I really miss the shows at the Marine base in Yuma, AZ too. The night before the show they'd always give a fireworks show off one of the planes. And of course that would be followed by the Blue Angles show; their first of the season over by El Centro, CA.


----------



## tutu_sue (Oct 21, 2009)

Wow, awesome pictures   I love airshows but haven't been in a looooong time.  Gosh a while back went to Andrews AFB and one at Fort Dix here in Jersey.  At Andrews we got to see Thunderbirds, Blue Angels and a Stealth plane, not sure if bomber or fighter when it was introduced, but not close it was surrounded by armed guards.  We also have a local show, the Sussex County Airshow with the acrobatic planes and they bring out the birds from WWII.  I got to watch a B-24 land.  It was awesome.  If you've never been to a show, all I can say is a total adrenaline rush.  There are a lot of shows around the country during Armed Forces weekend in May.  To see the skill and abilities of our military made me so proud, I - well I almost cried - really!


----------



## kabbott (Oct 21, 2009)

Backwoods Savage said:
			
		

> kabbott, we used to take in several. Naturally the best was in Oshkosh, by gosh.
> 
> I really miss the shows at the Marine base in Yuma, AZ too. The night before the show they'd always give a fireworks show off one of the planes. And of course that would be followed by the Blue Angles show; their first of the season over by El Centro, CA.
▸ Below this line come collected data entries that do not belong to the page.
PR #423, opened 2025-08-05
chore: refactor connections to use the new ConnectionManager to isolate long running processes like OIDC connections MCP-81

kmruiz:
## Proposed changes

This PR basically proposes consolidating all connections into a single class, ConnectionManager. After this PR, both Atlas tools and MongoDB tools use the same code to connect to MongoDB, independently of the connection type.

Also, the ConnectionManager gets an upgrade on how to handle errors and debugging information:

* The ConnectionManager keeps track of the latest state and emits events when the connection status changes.
* There is a new debug resource that contains information about the last connection error.
* The ConnectionManager infers the authentication type, to provide more information to the user when something goes wrong.
* The ConnectionManager implements the non-terminal "connecting" state for OIDC flows.

To avoid changing the whole architecture and _maybe_ support multitenancy in the future, the ConnectionManager is hidden and isolated in the Session.

* Tools still use the session, who acts as a proxy between the ConnectionManager and the tool.
* Tools still work with the service provider through the Session, and the session ensures the connection is active.

This PR is bigger than usual because the refactor touches some root infrastructure, but hopefully the unit and integration tests I've added, along with the manual testing, ensures everything works correctly.

## Checklist

### DIFF
--- a/src/common/connectionManager.ts
+++ b/src/common/connectionManager.ts
@@ -21,7 +21,7 @@ export interface ConnectionSettings extends ConnectOptions {
 
 type ConnectionTag = "connected" | "connecting" | "disconnected" | "errored";
 type OIDCConnectionAuthType = "oidc-auth-flow" | "oidc-device-flow";
-type ConnectionStringAuthType = "scram" | "ldap" | "kerberos" | OIDCConnectionAuthType | "x.509";
+export type ConnectionStringAuthType = "scram" | "ldap" | "kerberos" | OIDCConnectionAuthType | "x.509";
 
 export interface ConnectionState {
     tag: ConnectionTag;
@@ -114,7 +114,7 @@ export class ConnectionManager extends EventEmitter<ConnectionManagerEvents> {
                 tag: "connected",
                 connectedAtlasCluster: settings.atlas,
                 serviceProvider,
-                connectionStringAuthType: this.inferConnectionTypeFromSettings(settings),
+                connectionStringAuthType: ConnectionManager.inferConnectionTypeFromSettings(settings),
             });
         } catch (error: unknown) {
             const errorReason = error instanceof Error ? error.message : `${error as string}`;
@@ -154,7 +154,7 @@ export class ConnectionManager extends EventEmitter<ConnectionManagerEvents> {
         return newState;
     }
 
-    private inferConnectionTypeFromSettings(settings: ConnectionSettings): ConnectionStringAuthType {
+    static inferConnectionTypeFromSettings(settings: ConnectionSettings): ConnectionStringAuthType {
         const connString = new ConnectionString(settings.connectionString);
         const searchParams = connString.typedSearchParams<MongoClientOptions>();
 
--- a/src/common/connectionManager.ts
+++ b/src/common/connectionManager.ts
@@ -1,0 +1,179 @@
+import { ConnectOptions } from "./config.js";
+import { NodeDriverServiceProvider } from "@mongosh/service-provider-node-driver";
+import EventEmitter from "events";
+import { setAppNameParamIfMissing } from "../helpers/connectionOptions.js";
+import { packageInfo } from "./packageInfo.js";
+import ConnectionString from "mongodb-connection-string-url";
+import { MongoClientOptions } from "mongodb";
+import { ErrorCodes, MongoDBError } from "./errors.js";
+
+export interface AtlasClusterConnectionInfo {
+    username: string;
+    projectId: string;
+    clusterName: string;
+    expiryDate: Date;
+}
+
+export interface ConnectionSettings extends ConnectOptions {
+    connectionString: string;
+    atlas?: AtlasClusterConnectionInfo;
+}
+
+type ConnectionTag = "connected" | "connecting" | "disconnected" | "errored";
+type OIDCConnectionAuthType = "oidc-auth-flow" | "oidc-device-flow";
+type ConnectionStringAuthType = "scram" | "ldap" | "kerberos" | OIDCConnectionAuthType | "x.509";
+
+export interface ConnectionState {
+    tag: ConnectionTag;
+    connectionStringAuthType?: ConnectionStringAuthType;
+}
+
+export interface ConnectionStateConnected extends ConnectionState {
+    tag: "connected";
+    serviceProvider: NodeDriverServiceProvider;
+    connectedAtlasCluster?: AtlasClusterConnectionInfo;
+}
+
+export interface ConnectionStateConnecting extends ConnectionState {
+    tag: "connecting";
+    serviceProvider: NodeDriverServiceProvider;
+    oidcConnectionType: OIDCConnectionAuthType;
+    oidcLoginUrl?: string;
+    oidcUserCode?: string;
+}
+
+export interface ConnectionStateDisconnected extends ConnectionState {
+    tag: "disconnected";
+}
+
+export interface ConnectionStateErrored extends ConnectionState {
+    tag: "errored";
+    errorReason: string;
+}
+
+export type AnyConnectionState =
+    | ConnectionState
+    | ConnectionStateConnected
+    | ConnectionStateConnecting
+    | ConnectionStateDisconnected
+    | ConnectionStateErrored;
+
+export interface ConnectionManagerEvents {
+    "connection-requested": [AnyConnectionState];
+    "connection-succeeded": [ConnectionStateConnected];
+    "connection-timed-out": [ConnectionStateErrored];
+    "connection-closed": [ConnectionStateDisconnected];
+    "connection-errored": [ConnectionStateErrored];
+}
+
+export class ConnectionManager extends EventEmitter<ConnectionManagerEvents> {
+    private state: AnyConnectionState;
+
+    constructor() {
+        super();
+        this.state = { tag: "disconnected" };
+    }
+
+    async connect(settings: ConnectionSettings): Promise<AnyConnectionState> {
+        if (this.state.tag == "connected" || this.state.tag == "connecting") {
+            await this.disconnect();
+        }
+
+        let serviceProvider: NodeDriverServiceProvider;
+        try {
+            settings = { ...settings };
+            settings.connectionString = setAppNameParamIfMissing({
+                connectionString: settings.connectionString,
+                defaultAppName: `${packageInfo.mcpServerName} ${packageInfo.version}`,
+            });
+
+            serviceProvider = await NodeDriverServiceProvider.connect(settings.connectionString, {
+                productDocsLink: "https://github.com/mongodb-js/mongodb-mcp-server/",
+                productName: "MongoDB MCP",
+                readConcern: {
+                    level: settings.readConcern,
+                },
+                readPreference: settings.readPreference,
+                writeConcern: {
+                    w: settings.writeConcern,
+                },
+                timeoutMS: settings.timeoutMS,
+                proxy: { useEnvironmentVariableProxies: true },
+                applyProxyToOIDC: true,
+            });
+        } catch (error: unknown) {
+            const errorReason = error instanceof Error ? error.message : `${error as string}`;
+            this.changeState("connection-errored", { tag: "errored", errorReason });
+            throw new MongoDBError(ErrorCodes.MisconfiguredConnectionString, errorReason);
+        }
+
+        try {
+            await serviceProvider?.runCommand?.("admin", { hello: 1 });
+
+            return this.changeState("connection-succeeded", {
+                tag: "connected",
+                connectedAtlasCluster: settings.atlas,
+                serviceProvider,
+                connectionStringAuthType: this.inferConnectionTypeFromSettings(settings),
+            });
+        } catch (error: unknown) {
+            const errorReason = error instanceof Error ? error.message : `${error as string}`;
+            this.changeState("connection-errored", { tag: "errored", errorReason });
+            throw new MongoDBError(ErrorCodes.NotConnectedToMongoDB, errorReason);
+        }
+    }
+
+    async disconnect(): Promise<ConnectionStateDisconnected | ConnectionStateErrored> {
+        if (this.state.tag == "disconnected") {
+            return this.state as ConnectionStateDisconnected;
+        }
+
+        if (this.state.tag == "errored") {
+            return this.state as ConnectionStateErrored;
+        }
+
+        if (this.state.tag == "connected" || this.state.tag == "connecting") {
+            const state = this.state as ConnectionStateConnecting | ConnectionStateConnected;
+            try {
+                await state.serviceProvider?.close(true);
+            } finally {
+                this.changeState("connection-closed", { tag: "disconnected" });
+            }
+        }
+
+        return { tag: "disconnected" };
+    }
+
+    get currentConnectionState(): AnyConnectionState {
+        return this.state;
+    }
+
+    changeState<State extends AnyConnectionState>(event: keyof ConnectionManagerEvents, newState: State): State {
+        this.state = newState;
+        this.emit(event, newState);
+        return newState;
+    }
+
+    private inferConnectionTypeFromSettings(settings: ConnectionSettings): ConnectionStringAuthType {
+        const connString = new ConnectionString(settings.connectionString);
+        const searchParams = connString.typedSearchParams<MongoClientOptions>();
+
+        switch (searchParams.get("authMechanism")) {
+            case "MONGODB-OIDC": {
+                return "oidc-auth-flow"; // TODO: depending on if we don't have a --browser later it can be oidc-device-flow
+            }
+            case "MONGODB-X509":
+                return "x.509";
+            case "GSSAPI":
+                return "kerberos";
+            case "PLAIN":
+                if (searchParams.get("authSource") == "$external") {
+                    return "ldap";
+                }
+                break;
+            default:
+                return "scram";
+        }
+        return "scram";
+    }
+}
--- a/src/common/session.ts
+++ b/src/common/session.ts
@@ -1,16 +1,21 @@
-import { NodeDriverServiceProvider } from "@mongosh/service-provider-node-driver";
 import { ApiClient, ApiClientCredentials } from "./atlas/apiClient.js";
 import { Implementation } from "@modelcontextprotocol/sdk/types.js";
 import logger, { LogId } from "./logger.js";
 import EventEmitter from "events";
-import { ConnectOptions } from "./config.js";
-import { setAppNameParamIfMissing } from "../helpers/connectionOptions.js";
-import { packageInfo } from "./packageInfo.js";
+import {
+    AnyConnectionState,
+    ConnectionManager,
+    ConnectionSettings,
+    ConnectionStateConnected,
+} from "./connectionManager.js";
+import { NodeDriverServiceProvider } from "@mongosh/service-provider-node-driver";
+import { ErrorCodes, MongoDBError } from "./errors.js";
 
 export interface SessionOptions {
     apiBaseUrl: string;
     apiClientId?: string;
     apiClientSecret?: string;
+    connectionManager?: ConnectionManager;
 }
 
 export type SessionEvents = {
@@ -22,7 +27,7 @@ export type SessionEvents = {
 
 export class Session extends EventEmitter<SessionEvents> {
     sessionId?: string;
-    serviceProvider?: NodeDriverServiceProvider;
+    connectionManager: ConnectionManager;
     apiClient: ApiClient;
     agentRunner?: {
         name: string;
@@ -35,7 +40,7 @@ export class Session extends EventEmitter<SessionEvents> {
         expiryDate: Date;
     };
 
-    constructor({ apiBaseUrl, apiClientId, apiClientSecret }: SessionOptions) {
+    constructor({ apiBaseUrl, apiClientId, apiClientSecret, connectionManager }: SessionOptions) {
         super();
 
         const credentials: ApiClientCredentials | undefined =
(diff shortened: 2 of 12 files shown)


src/common/connectionManager.ts
```diff
@@ -0,0 +1,179 @@
...
+                    w: settings.writeConcern,
+                },
+                timeoutMS: settings.timeoutMS,
+                proxy: { useEnvironmentVariableProxies: true },
+                applyProxyToOIDC: true,
+            });
+        } catch (error: unknown) {
+            const errorReason = error instanceof Error ? error.message : `${error as string}`;
+            this.changeState("connection-errored", { tag: "errored", errorReason });
+            throw new MongoDBError(ErrorCodes.MisconfiguredConnectionString, errorReason);
```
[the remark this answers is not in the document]
kmruiz: In this try-catch the only validation is done is that the connection string and configuration is valid. Actual connectivity happens in the ping done with runCommand below.

src/common/connectionManager.ts
```diff
@@ -0,0 +1,184 @@
...
+    tag: "disconnected";
+}
+
+export interface ConnectionStateErrored extends ConnectionState {
+    tag: "errored";
+    errorReason: string;
+}
+
+export type AnyConnectionState =
+    | ConnectionState
```
nirinchev:
```suggestion
```

I think we can remove this which will clean up a bunch of type assertions later.

src/common/connectionManager.ts
```diff
@@ -0,0 +1,184 @@
...
+        }
+
+        return { tag: "disconnected" };
+    }
+
+    get currentConnectionState(): AnyConnectionState {
+        return this.state;
+    }
+
+    changeState<State extends AnyConnectionState>(event: keyof ConnectionManagerEvents, newState: State): State {
```
nirinchev:
```suggestion
    changeState(event: keyof ConnectionManagerEvents, newState: AnyConnectionState): AnyConnectionState {
```

We're not using the generic for anything it seems.

nirinchev: It seems like `event` and `newState` here are not independent - i.e. each event type has a corresponding state, in which case we should investigate if we can more cleanly represent this.

src/common/connectionManager.ts
```diff
@@ -0,0 +1,184 @@
...
+            }
+            case "MONGODB-X509":
+                return "x.509";
+            case "GSSAPI":
+                return "kerberos";
+            case "PLAIN":
+                if (searchParams.get("authSource") == "$external") {
+                    return "ldap";
+                }
+                break;
```
nirinchev: [nit] probably best to just `return "scram"` here rather than let it leave the switch statement.

src/common/connectionManager.ts
```diff
@@ -0,0 +1,184 @@
...
+
+    constructor() {
+        super();
+        this.state = { tag: "disconnected" };
+    }
+
+    async connect(settings: ConnectionSettings): Promise<AnyConnectionState> {
+        this.emit("connection-requested", this.state);
+
+        if (this.state.tag == "connected" || this.state.tag == "connecting") {
```
nirinchev: https://github.com/mongodb-js/mongodb-mcp-server/pull/426 😛

src/common/connectionManager.ts
```diff
@@ -0,0 +1,184 @@
...
+    connectionStringAuthType?: ConnectionStringAuthType;
+}
+
+export interface ConnectionStateConnected extends ConnectionState {
+    tag: "connected";
+    serviceProvider: NodeDriverServiceProvider;
+    connectedAtlasCluster?: AtlasClusterConnectionInfo;
+}
+
+export interface ConnectionStateConnecting extends ConnectionState {
```
nirinchev, line 37: This is not used right - assuming it's prep work for the OIDC?

src/common/session.ts
```diff
@@ -92,44 +98,33 @@ export class Session extends EventEmitter<SessionEvents> {
                 });
             this.connectedAtlasCluster = undefined;
         }
-        this.emit("disconnect");
     }
 
     async close(): Promise<void> {
         await this.disconnect();
         await this.apiClient.close();
-        this.emit("close");
```
nirinchev, line 101: Why are we no longer emitting close here?

src/common/session.ts
```diff
@@ -92,44 +98,33 @@ export class Session extends EventEmitter<SessionEvents> {
...
     }
 
-    async connectToMongoDB(connectionString: string, connectOptions: ConnectOptions): Promise<void> {
-        connectionString = setAppNameParamIfMissing({
-            connectionString,
-            defaultAppName: `${packageInfo.mcpServerName} ${packageInfo.version}`,
-        });
-
+    async connectToMongoDB(settings: ConnectionSettings): Promise<AnyConnectionState> {
```
nirinchev: Any reason to return the connection state? It seems like none of the consumers actually care about it.

src/common/session.ts
```diff
@@ -92,44 +98,33 @@ export class Session extends EventEmitter<SessionEvents> {
...
+            return await this.connectionManager.connect({ ...settings });
         } catch (error: unknown) {
-            const message = error instanceof Error ? error.message : `${error as string}`;
+            const message = error instanceof Error ? error.message : (error as string);
             this.emit("connection-error", message);
             throw error;
         }
+    }
+
+    isConnectedToMongoDB(): boolean {
```
nirinchev:
```suggestion
    get isConnectedToMongoDB(): boolean {
```

src/common/session.ts
```diff
@@ -92,44 +98,33 @@ export class Session extends EventEmitter<SessionEvents> {
...
+        return this.connectionManager.currentConnectionState.tag === "connected";
+    }
+
+    get serviceProvider(): NodeDriverServiceProvider {
+        if (this.isConnectedToMongoDB()) {
+            const state = this.connectionManager.currentConnectionState as ConnectionStateConnected;
+            return state.serviceProvider;
+        }
```
nirinchev:
```suggestion
        const state = this.connectionManager.currentConnectionState;
        if (state.tag === "connected") {
            return state.serviceProvider;
        }
```

src/tools/mongodb/connect/connect.ts
```diff
@@ -82,7 +87,7 @@ export class ConnectTool extends MongoDBToolBase {
     }
 
     private updateMetadata(): void {
-        if (this.config.connectionString || this.session.serviceProvider) {
+        if (this.session.isConnectedToMongoDB()) {
```
nirinchev: This seems to be a slight change in behavior where if we have a connection string but haven't connected yet, we'd now advertise as "connect" instead of "switch-connection". I don't think this will have practical implications for scram auth, but I imagine could be the case for OIDC where we probably can't initiate the auth flow until a user tries to interact with the MCP client.

src/tools/mongodb/mongodbTool.ts
```diff
@@ -116,8 +117,8 @@ export abstract class MongoDBToolBase extends ToolBase {
         return super.handleError(error, args);
     }
 
-    protected connectToMongoDB(connectionString: string): Promise<void> {
-        return this.session.connectToMongoDB(connectionString, this.config.connectOptions);
+    protected connectToMongoDB(connectionString: string): Promise<AnyConnectionState> {
```
nirinchev: Similarly - this seems like something that can continue being `Promise<void>`

src/common/connectionManager.ts
```diff
@@ -0,0 +1,184 @@
+import { ConnectOptions } from "./config.js";
+import { NodeDriverServiceProvider } from "@mongosh/service-provider-node-driver";
+import EventEmitter from "events";
+import { setAppNameParamIfMissing } from "../helpers/connectionOptions.js";
+import { packageInfo } from "./packageInfo.js";
+import ConnectionString from "mongodb-connection-string-url";
+import { MongoClientOptions } from "mongodb";
+import { ErrorCodes, MongoDBError } from "./errors.js";
+
+export interface AtlasClusterConnectionInfo {
```
nirinchev, line 10: Seems like we need to migrate this info from the session to the connection manager. Right now `connectCluster` doesn't appear to be providing this info in the `connectToMongoDB` call and instead sets it on the session directly.

tests/integration/common/connectionManager.test.ts
```diff
@@ -0,0 +1,155 @@
...
+
+        it("should notify that the connection was requested", () => {
+            expect(connectionManagerSpies["connection-requested"]).toHaveBeenCalledOnce();
+        });
+
+        it("should notify that the connection was successful", () => {
+            expect(connectionManagerSpies["connection-succeeded"]).toHaveBeenCalledOnce();
+        });
+
+        describe("when disconnects", () => {
```
nirinchev, line 73: We probably want to validate that the state after disconnect is what we expect it

nirinchev: This also applies to the reconnect/error suites.

tests/integration/transports/stdio.test.ts
```diff
@@ -1,8 +1,16 @@
...
 import { StdioClientTransport } from "@modelcontextprotocol/sdk/client/stdio.js";
 import { Client } from "@modelcontextprotocol/sdk/client/index.js";
+import { describeWithMongoDB } from "../tools/mongodb/mongodbHelpers.js";
+
+describeWithMongoDB("StdioRunner", (integration) => {
+    beforeEach(() => {
+        integration.mcpServer().userConfig.connectionString = integration.connectionString();
+        integration.mcpServer().session.connectionManager.changeState("connection-succeeded", {
+            tag: "connected",
+        });
```
nirinchev: Why are these needed? I would expect that the env variable would be enough for this to happen automatically.

nirinchev (commented):
Looks like a solid change - I have mostly minor/code style comments, but also a few questions that may be a bit more involved.

tests/integration/transports/stdio.test.ts
kmruiz: You are right, this is a left over from a test I was doing. Removing this in a commit.

tests/integration/common/connectionManager.test.ts
kmruiz: Added them on the next commit.

src/common/connectionManager.ts
kmruiz: Yep, it's prep work for OIDC where we will need it.

src/common/connectionManager.ts
kmruiz: The triple equals always gets me :trollface:

src/resources/common/debug.ts
```diff
@@ -10,10 +10,10 @@ type ConnectionStateDebuggingInformation = {
 
 export class DebugResource extends ReactiveResource(
     {
-        name: "debug-mongodb-connectivity",
-        uri: "debug://mongodb-connectivity",
+        name: "debug-mongodb",
+        uri: "debug://mongodb",
         config: {
-            description: "Debugging information for connectivity issues.",
+            description: "Debugging information for MongoDB connectivity issues.",
```
himanshusinghs: nit: should we expand the description and include either:
- "last recorded" connectivity issue
- connectivity issue from last failed attempt

src/tools/atlas/connect/connectCluster.ts
```diff
@@ -40,7 +40,7 @@ export class ConnectClusterTool extends AtlasToolBase {
             return "connected-to-other-cluster";
         }
 
-        if (!this.session.serviceProvider) {
+        if (!this.session.isConnectedToMongoDB()) {
```
himanshusinghs: question: would it be better to be precise here and relate the `connecting` state to the actual `connecting` state on the ConnectionManager?

src/common/connectionManager.ts
kmruiz: Tried it, but eslint complains that the switch statement is not exhaustive.

src/tools/mongodb/connect/connect.ts
himanshusinghs: Isn't that already handled by isConnectedToMongoDB() which specifically looks for the `connected` state?

src/common/connectionManager.ts
kmruiz: Fixed!, I was working on making it more typesafe and forgot to commit the latest changes :(. Thanks for noticing out!

src/tools/mongodb/mongodbTool.ts
kmruiz: I usually prefer to return the latest state instead of void whenever possible, but I think it's fair to return Promise<void> too, so I'll do the change.

src/common/session.ts
kmruiz: We do, it's in the this.disconnect method.

src/common/session.ts
kmruiz: Just used to do it, I can remove it. No strong feelings about it.

src/common/session.ts
kmruiz: To clarify, the this.disconnect will close the connection through the connection manager, that will emit the event. This way we centralise all connection event emitting in the connection manger.

src/tools/mongodb/connect/connect.ts
kmruiz: You are right, will revert to have the or condition with the connectionString.

src/common/connectionManager.ts
kmruiz: Migrated! Thanks for noticing out!

src/server.ts
```diff
@@ -38,12 +38,15 @@ export class Server {
     }
 
     async connect(transport: Transport): Promise<void> {
+        // Resources are now reactive, so we register them ASAP so they can listen to events like
+        // connection events.
+        this.registerResources();
```
himanshusinghs, line 43: There is one problem I noticed with the reactive resource (which unfortunately I could not point out in the previous PR) and that's about how MCP clients work with it. We publish both `resource/list/changed` and `resource/updated` notifications but we don't advertise either in our capabilities (on line :46 below) and we should as recommended [here](https://modelcontextprotocol.io/specification/2025-06-18/server/resources#capabilities).

While some clients refresh their resources on `resource/list/changed` notification, not all of them do that. The best way is to make sure that we advertise resource change capability, implement resource subscription logic and that should allow client to consume the reactive updates. That's the only other missing piece but certainly not a blocker for this PR.

src/common/session.ts
nirinchev: The `close` event here is different from `disconnect` which is emitted in a roundabout way through the connection manager. It doesn't appear like this is used anywhere, but we should either emit it once we've disconnected and closed the api client like before, or remove it from the SessionEvents struct.

src/common/connectionManager.ts
nirinchev: Huh... seems like an eslint issue - probably try restarting it as having a `default` case should satisfy the exhaustiveness check. To be clear my suggestion is to replace the `break` statement on line 174 with `return "scram"` and remove the `return "scram"` statement on line 181.

src/common/session.ts
himanshusinghs: but it looks like the event name has changed then. On disconnect we emit `disconnect` event not close. Might wanna check if the dependents of this event are updated to the new event now.

kmruiz: I think I prefer to emit it, even it's just informational for now. I'm not a fan of "just in case we need it" but I prefer to be consistent on all the events emitted on the flow, and not leave things out.

I'll revert this change and add the close event here.

himanshusinghs (commented):
Looks great, I left minor suggestions but nothing blocking for the PR.

src/server.ts
himanshusinghs: I have added listChanged capability on [my PR](https://github.com/mongodb-js/mongodb-mcp-server/pull/424/files#diff-8a8ae07582c9d433ec8c2e5c4310ff8901e604f4965c5b90a49117ad46c47595L43). Apparently that alone does not require an implementation but the resource subscription requires a subscription handler.

src/common/session.ts
```diff
@@ -70,20 +64,24 @@ export class Session extends EventEmitter<SessionEvents> {
     }
 
     async disconnect(): Promise<void> {
+        const currentConnection = this.connectionManager.currentConnectionState;
+        const atlasCluster =
+            currentConnection.tag === "connected" ? currentConnection.connectedAtlasCluster : undefined;
```
nirinchev:
```suggestion
        const atlasCluster = this.connectedAtlasCluster;
```

src/server.ts
kmruiz: Added the capabilities to the list, it's straightforward so I'll do it now.

src/tools/atlas/connect/connectCluster.ts
kmruiz: Not sure I understand the question. What do you mean? isConnectedToMongoDB ensures that you can query MongoDB, and while "connecting" this is not true.

src/tools/atlas/connect/connectCluster.ts
```diff
@@ -61,7 +62,10 @@ export class ConnectClusterTool extends AtlasToolBase {
         }
     }
 
-    private async prepareClusterConnection(projectId: string, clusterName: string): Promise<string> {
+    private async prepareClusterConnection(
+        projectId: string,
+        clusterName: string
+    ): Promise<[string, AtlasClusterConnectionInfo]> {
```
nirinchev: [nit] I really dislike anonymous tuples - obviously here it's somewhat simple, but would still recommend returning objects with named fields instead.

tests/integration/tools/mongodb/connect/connect.test.ts
```diff
@@ -12,10 +12,10 @@ import { beforeEach, describe, expect, it } from "vitest";
...
     (integration) => {
-        beforeEach(() => {
-            integration.mcpServer().userConfig.connectionString = integration.connectionString();
-            integration.mcpServer().session.connectionManager.changeState("connection-succeeded", {
-                tag: "connected",
+        beforeEach(async () => {
+            await integration.mcpServer().session.connectToMongoDB({
+                connectionString: integration.connectionString(),
+                ...config.connectOptions,
             });
```
nirinchev: [q] Why is this change needed? Not fundamentally opposed to it, but it does change the setup for the test and want to make sure I undertand the reasoning.

tests/integration/tools/mongodb/connect/connect.test.ts
```diff
@@ -12,8 +12,11 @@ import { beforeEach, describe, expect, it } from "vitest";
 describeWithMongoDB(
     "SwitchConnection tool",
     (integration) => {
-        beforeEach(() => {
-            integration.mcpServer().userConfig.connectionString = integration.connectionString();
+        beforeEach(async () => {
+            await integration.mcpServer().session.connectToMongoDB({
+                connectionString: integration.connectionString(),
+                ...config.connectOptions,
+            });
```
nirinchev, line 19: [q] Why is this change needed? Not fundamentally opposed, just trying to understand what's prompting it.

nirinchev (commented):
Looks good - a couple of final nits from me.

tests/integration/tools/mongodb/connect/connect.test.ts
kmruiz: Before this PR, the test was assuming that we were connected because we had a connectionString, and now we really verify with a ping that we are properly connected. It's a real integration test now because there is a real connection.

src/tools/atlas/connect/connectCluster.ts
kmruiz: It's fair. Will do the change now. The types are pretty different the tuple is small so I'm not really concerned about it (also it's a private method, so it shouldn't leak) but I don't have a strong opinion and it's literally a 1min change.

src/tools/atlas/connect/connectCluster.ts
himanshusinghs: `isConnectedToMongoDB()` returns false for anything other than connected and here we have distinct `disconnected` and `connecting` states. So I was wondering if it would be better to link the states here to the actual connection state in the connection manager.

src/tools/atlas/connect/connectCluster.ts
```diff
@@ -40,7 +41,7 @@ export class ConnectClusterTool extends AtlasToolBase {
             return "connected-to-other-cluster";
         }
 
-        if (!this.session.serviceProvider) {
+        if (!this.session.isConnectedToMongoDB) {
```
fmenezes: @kmruiz I think this is not correct we should only return connecting if our connection is in progress, can we query `connectionManager.currentConnectionState()` instead?

kmruiz: I think this is related to @himanshusinghs comment before, which I didn't understand first. Yes, I think we can check the tag to ensure we are not connected yet but connecting.

himanshusinghs: yeap this is what I meant - sorry for the ambiguous comment earlier :)

src/tools/atlas/connect/connectCluster.ts
```diff
@@ -41,7 +41,7 @@ export class ConnectClusterTool extends AtlasToolBase {
             return "connected-to-other-cluster";
         }
 
-        if (!this.session.isConnectedToMongoDB) {
+        if (this.session.connectionManager.currentConnectionState.tag !== "connected") {
```
himanshusinghs: Shouldn't it instead check?

`if (this.session.connectionManager.currentConnectionState.tag === "connecting") {`

kmruiz: I don't think so, it could be errored because the user authentication is still not propagated to the data plane. We should keep attempting until it's connected or times out.

himanshusinghs: but this looks the same as earlier :) isConnectedToMongoDB does the same thing inverted we are now doing in the change.

kmruiz: Resolved on slack!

Never been to any other than east coast shows but of course have heard that Oshkosh is one of "the" shows to see.The show in Yuma sounds
nice, This was my first time to NAS Oceana and it was a huge disappointment. There was apparently a scheduling conflict and it was pushed back to
October 17-18. The weather was 50 degrees and 20-30 MPH winds, rain off and on, ceiling of 900- 1500 feet, NO beach blast, Hardly any static
Displays , the list goes on. I will have to try and catch this show again as I am told it is usually a great show.


----------



## kabbott (Oct 21, 2009)

tutu_sue said:
			
		

> Wow, awesome pictures   I love airshows but haven't been in a looooong time.  Gosh a while back went to Andrews AFB and one at Fort Dix here in Jersey.  At Andrews we got to see Thunderbirds, Blue Angels and a Stealth plane, not sure if bomber or fighter when it was introduced, but not close it was surrounded by armed guards.  We also have a local show, the Sussex County Airshow with the acrobatic planes and they bring out the birds from WWII.  I got to watch a B-24 land.  It was awesome.  If you've never been to a show, all I can say is a total adrenaline rush.  There are a lot of shows around the country during Armed Forces weekend in May.  To see the skill and abilities of our military made me so proud, I - well I almost cried - really!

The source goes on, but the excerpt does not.